DoorGuard-AI: A Hybrid Edge–Cloud Multi-Agent Framework for Intelligent Visitor Screening in Resource-Constrained Indian Households
DoorGuard-AI: A Hybrid Edge–Cloud Multi-Agent Framework for Intelligent Visitor Screening in Resource-Constrained Indian Households
Authors:
Mr Laukik Kande, Mr Yashovardhan Poddar, Mr Ketan Mali, Mr Shaikh Asraf
Under the Guidance of Dr Prajakta Shirke Feb, 2026-27
Department of Computer Science and Engineering School Computer Science and Engineering Sandip University [Nashik, India]
ABSTRACT
This paper presents DoorGuard-AI, a browser-native, hybrid edge–cloud intelligent doorbell system engineered specifically for the threat landscape of Indian urban and semi-urban households.

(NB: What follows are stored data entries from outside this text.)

Issue #26, opened 2022-08-04
Persisting the world state should also persist the currently deployed modules.


krl:
**Describe what you want implemented** 
When restoring a persisted world state, the modules deployed in that world should be available.

**Describe "Why" this is needed**
Re-deploying all modules again after restore is not a realistic solution.

ureeves:
Closed by https://github.com/dusk-network/hatchery/pull/32

PR #32, opened 2022-08-05
World persist and restore

miloszm:
World persist and restore functionality.
State of all modules can be persisted and then restored, without redeployment of modules.
Implemented mechanism is verified by test `world_persist_restore` contained in file `boxen.rs`.
This PR solves issue #26.

### DIFF
--- a/hatchery/src/instance.rs
+++ b/hatchery/src/instance.rs
@@ -208,7 +208,7 @@ impl Instance {
         self.id
     }
 
-    pub fn set_snapshot_id(&mut self, snapshot_id: SnapshotId) {
+    pub(crate) fn set_snapshot_id(&mut self, snapshot_id: SnapshotId) {
         self.snapshot_id = Some(snapshot_id);
     }
     pub fn snapshot_id(&self) -> Option<&SnapshotId> {
--- a/hatchery/src/instance.rs
+++ b/hatchery/src/instance.rs
@@ -17,8 +17,8 @@ use wasmer::NativeFunc;
 
 use crate::error::*;
 use crate::memory::MemHandler;
-use crate::world::World;
 use crate::snapshot::SnapshotId;
+use crate::world::World;
 
 #[derive(Debug)]
 pub struct Instance {
@@ -208,8 +208,7 @@ impl Instance {
         self.id
     }
 
-    pub fn set_snapshot_id(&mut self, snapshot_id: SnapshotId)
-    {
+    pub fn set_snapshot_id(&mut self, snapshot_id: SnapshotId) {
         self.snapshot_id = Some(snapshot_id);
     }
     pub fn snapshot_id(&self) -> Option<&SnapshotId> {
--- a/hatchery/src/instance.rs
+++ b/hatchery/src/instance.rs
@@ -18,6 +18,7 @@ use wasmer::NativeFunc;
 use crate::error::*;
 use crate::memory::MemHandler;
 use crate::world::World;
+use crate::snapshot::SnapshotId;
 
 #[derive(Debug)]
 pub struct Instance {
@@ -29,6 +30,7 @@ pub struct Instance {
     arg_buf_len: i32,
     heap_base: i32,
     self_id_ofs: i32,
+    snapshot_id: Option<SnapshotId>,
 }
 
 impl Instance {
@@ -52,6 +54,7 @@ impl Instance {
             arg_buf_len,
             heap_base,
             self_id_ofs,
+            snapshot_id: None,
         }
     }
 
@@ -205,6 +208,13 @@ impl Instance {
         self.id
     }
 
+    pub fn set_snapshot_id(&mut self, snapshot_id: SnapshotId)
+    {
+        self.snapshot_id = Some(snapshot_id);
+    }
+    pub fn snapshot_id(&self) -> Option<&SnapshotId> {
+        self.snapshot_id.as_ref()
+    }
     pub(crate) fn world(&self) -> &World {
         &self.world
     }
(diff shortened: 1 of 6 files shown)


hatchery/src/snapshot.rs
```diff
@@ -0,0 +1,138 @@
...
+            .map_err(PersistenceError)?;
+        let metadata = std::fs::metadata(self.path().as_path())
+            .map_err(PersistenceError)?;
+        let mut buffer = vec![0; metadata.len() as usize];
+        f.read(buffer.as_mut_slice()).map_err(PersistenceError)?;
+        Ok(buffer)
+    }
+}
+
+pub struct MemoryPath {
```
ureeves, line 60: This structure can be removed if you implement `SnapshotLike` directly on `Path`

hatchery/src/snapshot.rs
```diff
@@ -0,0 +1,138 @@
...
+            snapshot_id_to_name(snapshot_id),
+        ));
+        Ok(Snapshot {
+            path,
+            id: snapshot_id,
+        })
+    }
+
+    /// Saves current snapshot as uncompressed file.
+    pub fn save_uncompressed(
```
krl, line 110: Maybe just call this `save`?

hatchery/src/snapshot.rs
```diff
@@ -0,0 +1,138 @@
...
+#[repr(C)]
+pub struct SnapshotId([u8; SNAPSHOT_ID_BYTES]);
+impl SnapshotId {
+    pub const fn uninitialized() -> Self {
+        SnapshotId([0u8; SNAPSHOT_ID_BYTES])
+    }
+    pub fn as_bytes(&self) -> &[u8] {
+        &self.0
+    }
+}
```
ureeves, line 39: Are we thinking that we might pass a snapshot to a contract? If not, I would say it doesn't need to be `repr(C)` and `uninitialized` might not make sense.

hatchery/src/world.rs
```diff
@@ -76,13 +77,47 @@ impl World {
         )))))
     }
 
+    pub fn persist(&self) -> Result<(), Error> {
```
krl, line 80: This should probably also return a SnapshotId?

krl (changes requested):

hatchery/src/snapshot.rs
```diff
@@ -0,0 +1,138 @@
...
+
+pub struct Snapshot {
+    path: PathBuf,
+    id: SnapshotId,
+}
+
+impl Snapshot {
+    pub fn new(memory_path: &MemoryPath) -> Result<Self, Error> {
+        let snapshot_id: SnapshotId = SnapshotId::from(
+            *blake3::hash(memory_path.read()?.as_slice()).as_bytes(),
```
ureeves, line 86: Shouldn't the snapshot id be somehow computed from the state itself and not just the path?

ureeves (changes requested):
A few requests and questions about `SnaphotId`s

hatchery/src/snapshot.rs
krl: Yes, ideally the snapshot state should be a combination of all instance ids, which themselves should be the hash of their memory excluding the argument buffer

hatchery/src/snapshot.rs
miloszm: we will need to store it, but point taken

hatchery/src/snapshot.rs
miloszm: snapshot is computed from a file's contents the path is pointing, see the little "read()?" there? ;)

hatchery/src/snapshot.rs
miloszm: But I wanted to have MemoryPath as a type, to pass it safely around and distinguish it from Path.
You suggest to do `type MemoryPath = Path` instead?

hatchery/src/snapshot.rs
miloszm: ok

hatchery/src/world.rs
miloszm: sounds good

hatchery/src/snapshot.rs
ureeves: If you want to keep a type alias, sure. It seems that you could just distinguish it by name though.

hatchery/src/snapshot.rs
ureeves: Missed the read indeed. My bad

hatchery/src/world.rs
miloszm: issue is that there are multiple snapshots, one per each module, we don't have global snapshot (yet), so I can't return snapshot id in this case

hatchery/src/snapshot.rs
miloszm: Issue is that it is very easy to make mistake, MemoryPath is something that is a current live memory for a module, to be distinguished from just passive snapshot. To avoid confusion in parameters, I wanted to keep this type really separate.

miloszm: This is called 'newtype' pattern - wrapping a core type within a single field struct (or a tuple)

ureeves (approved):
LGTM

hatchery/src/instance.rs
```diff
@@ -205,6 +208,12 @@ impl Instance {
         self.id
     }
 
+    pub fn set_snapshot_id(&mut self, snapshot_id: SnapshotId) {
```
krl, line 211: Is there a reason for this to be public? Seems like internal-only api to me. consider `pub(crate)` if neccesary

krl (changes requested):

krl (approved):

Unlike commodity smart doorbells that rely exclusively on cloud inference or narrowly implement motion-triggered recording, DoorGuard-AI embeds a four-stage orchestrated agent pipeline—Perception, Intelligence, Decision, and Action—directly within a lightweight FastAPI server deployable on constrained hardware such as the Raspberry Pi 4B. The perception stage fuses the OpenThreatDetection framework for optimised threat and person detection, cloud-accelerated Whisper large-v3-turbo speech recognition with graceful VOSK offline fallback, heuristic emotion inference, and a multi-signal anti-spoof scoring mechanism. Downstream, a deterministic intent classifier resolves fourteen visitor intent categories with dangerous intents lexicographically prioritised to prevent ambiguous multi-intent phrases from down-grading threat severity. A 12-rule ordered decision engine converts composite risk scores into one of three terminal actions—auto-reply, notify-owner, or escalate—using thresholds validated against a curated set of realistic Indian doorstep scenarios including OTP scams, occupancy probing, authority impersonation, and domestic-staff entry. All conversation turns, sensor outputs, agent decisions, and action records are persisted to a structured SQLite audit trail. An owner-facing React dashboard provides real-time WebSocket event delivery, pseudo-live MJPEG camera streaming, and remote text-or-voice reply capability. Evaluation across 47 simulated scenario runs demonstrates that the system correctly escalates 94.3% of high-risk interactions, auto-resolves 91.2% of low-risk routine visits, and completes the full end-to-end pipeline within a median latency of 6.4 seconds under local WiFi conditions, with graceful degradation to rule-based canned responses when cloud services are unavailable.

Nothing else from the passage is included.